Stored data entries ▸
PR #1499, opened 2021-03-08
Fix console error `validateDOMNesting`

### LINKED ISSUE #1479: Console error: validateDOMNesting
**Bug Description**
When going through some pages in the documentation, the following console errors appear: `validateDOMNesting(...): <div> cannot appear as a descendant of <p>`.

**Steps to Reproduce**
1. Run development server and visit localhost
2. Go to documentation
3. Click on Style Guide -> React
4. View console erorrs

**Expected behavior**
No console errors should occur.

**Actual behavior**
Console errors occurred.

**Screenshots/Recordings**
Screen Shot 2021-03-07 at 11 20 40 AM

**OS and Browser**
 - OS: MacOS Big Sur
 - Browser: Chrome

**Additional context**

**Account Number**

elvisiraguha:
Fix #1479 

Account: b4c1c1ba27b0535a642fd2d00f64da64447826979db36051b6354d8336458722

### DIFF
--- a/src/components/Icon/index.tsx
+++ b/src/components/Icon/index.tsx
@@ -110,14 +110,14 @@ interface ComponentProps {
   dataTestId?: string;
   disabled?: boolean;
   icon: IconType;
-  onClick?(e?: React.MouseEvent<HTMLDivElement, MouseEvent>): void;
-  onKeyDown?(e?: React.KeyboardEvent<HTMLDivElement>): void;
+  onClick?(e?: React.MouseEvent<HTMLSpanElement, MouseEvent>): void;
+  onKeyDown?(e?: React.KeyboardEvent<HTMLSpanElement>): void;
   size?: number;
   totalSize?: number | 'unset';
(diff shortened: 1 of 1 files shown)


jamessspanggg (commented):
Hmm, this indeed solves the problem, but it would be good to use `<p>` to follow semantic HTML. I would suggest changing to use href `<a>` tags instead of using our `<A>` component.

elvisiraguha:
> Hmm, this indeed solves the problem, but it would be good to use `<p>` to follow semantic HTML. I would suggest changing to use href `<a>` tags instead of using our `<A>` component.

Using `<a>` instead of `<A>` would omit the new window icon as shown below

using `<A>`
Screen Shot 2021-03-11 at 14 18 55

using `<a>`
Screen Shot 2021-03-11 at 14 18 35


But I think this can be solved in the `<Icon>` implementation, instead of using a div, we can use a span.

Task brief ▸ All lines of the records above that carry the word "solves" should be listed.

Result of this task ▸
Hmm, this indeed solves the problem, but it would be good to use `<p>` to follow semantic HTML. I would suggest changing to use href `<a>` tags instead of using our `<A>` component.
> Hmm, this indeed solves the problem, but it would be good to use `<p>` to follow semantic HTML. I would suggest changing to use href `<a>` tags instead of using our `<A>` component.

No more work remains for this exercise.